Data entries

------------------------------

PR #1268, opened 2022-05-08
Speed up software CRC-32 computation by a factor of 1.5 to 3.

nmoinvaz:
Use the interleaved method of Kadatch and Jenkins in order to make
use of pipelined instructions through multiple ALUs in a single
core. This also speeds up and simplifies the combination of CRCs,
and updates the functions to pre-calculate and use an operator for
CRC combination.

PR #1294, opened 2022-06-13
Extend GZIP conditional

stoeckmann:
If gzip support has been disabled during compilation then also
consider gzip relevant states as invalid in deflateStateCheck.

Also the gzip state definitions can be removed.

This change leads to failure in test/example, and I am not sure
what the GZIP conditional is trying to achieve. All gzip related
functions are still defined in zlib.h

Alternative approach is to remove the GZIP define.

### DIFF
--- a/deflate.c
+++ b/deflate.c
@@ -349,11 +349,11 @@ static int deflateStateCheck (PREFIX3(stream) *strm) {
     if (s == NULL || s->strm != strm || (s->status != INIT_STATE &&
 #ifdef GZIP
                                            s->status != GZIP_STATE &&
-#endif
                                            s->status != EXTRA_STATE &&
                                            s->status != NAME_STATE &&
                                            s->status != COMMENT_STATE &&
                                            s->status != HCRC_STATE &&
+#endif
                                            s->status != BUSY_STATE &&
                                            s->status != FINISH_STATE))
         return 1;
--- a/deflate.h
+++ b/deflate.h
@@ -54,16 +54,16 @@
 #define END_BLOCK 256
 /* end of block literal code */
 
-#define INIT_STATE    42    /* zlib header -> BUSY_STATE */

------------------------------

Exercise aim –
Produce a verbatim copy of each record above.

Written solution –
PR #1268, opened 2022-05-08
Speed up software CRC-32 computation by a factor of 1.5 to 3.

nmoinvaz:
Use the interleaved method of Kadatch and Jenkins in order to make
use of pipelined instructions through multiple ALUs in a single
core. This also speeds up and simplifies the combination of CRCs,
and updates the functions to pre-calculate and use an operator for
CRC combination.

PR #1294, opened 2022-06-13
Extend GZIP conditional

stoeckmann:
If gzip support has been disabled during compilation then also
consider gzip relevant states as invalid in deflateStateCheck.

Also the gzip state definitions can be removed.

This change leads to failure in test/example, and I am not sure
what the GZIP conditional is trying to achieve. All gzip related
functions are still defined in zlib.h

Alternative approach is to remove the GZIP define.

### DIFF
--- a/deflate.c
+++ b/deflate.c
@@ -349,11 +349,11 @@ static int deflateStateCheck (PREFIX3(stream) *strm) {
     if (s == NULL || s->strm != strm || (s->status != INIT_STATE &&
 #ifdef GZIP
                                            s->status != GZIP_STATE &&
-#endif
                                            s->status != EXTRA_STATE &&
                                            s->status != NAME_STATE &&
                                            s->status != COMMENT_STATE &&
                                            s->status != HCRC_STATE &&
+#endif
                                            s->status != BUSY_STATE &&
                                            s->status != FINISH_STATE))
         return 1;
--- a/deflate.h
+++ b/deflate.h
@@ -54,16 +54,16 @@
 #define END_BLOCK 256
 /* end of block literal code */
 
-#define INIT_STATE    42    /* zlib header -> BUSY_STATE */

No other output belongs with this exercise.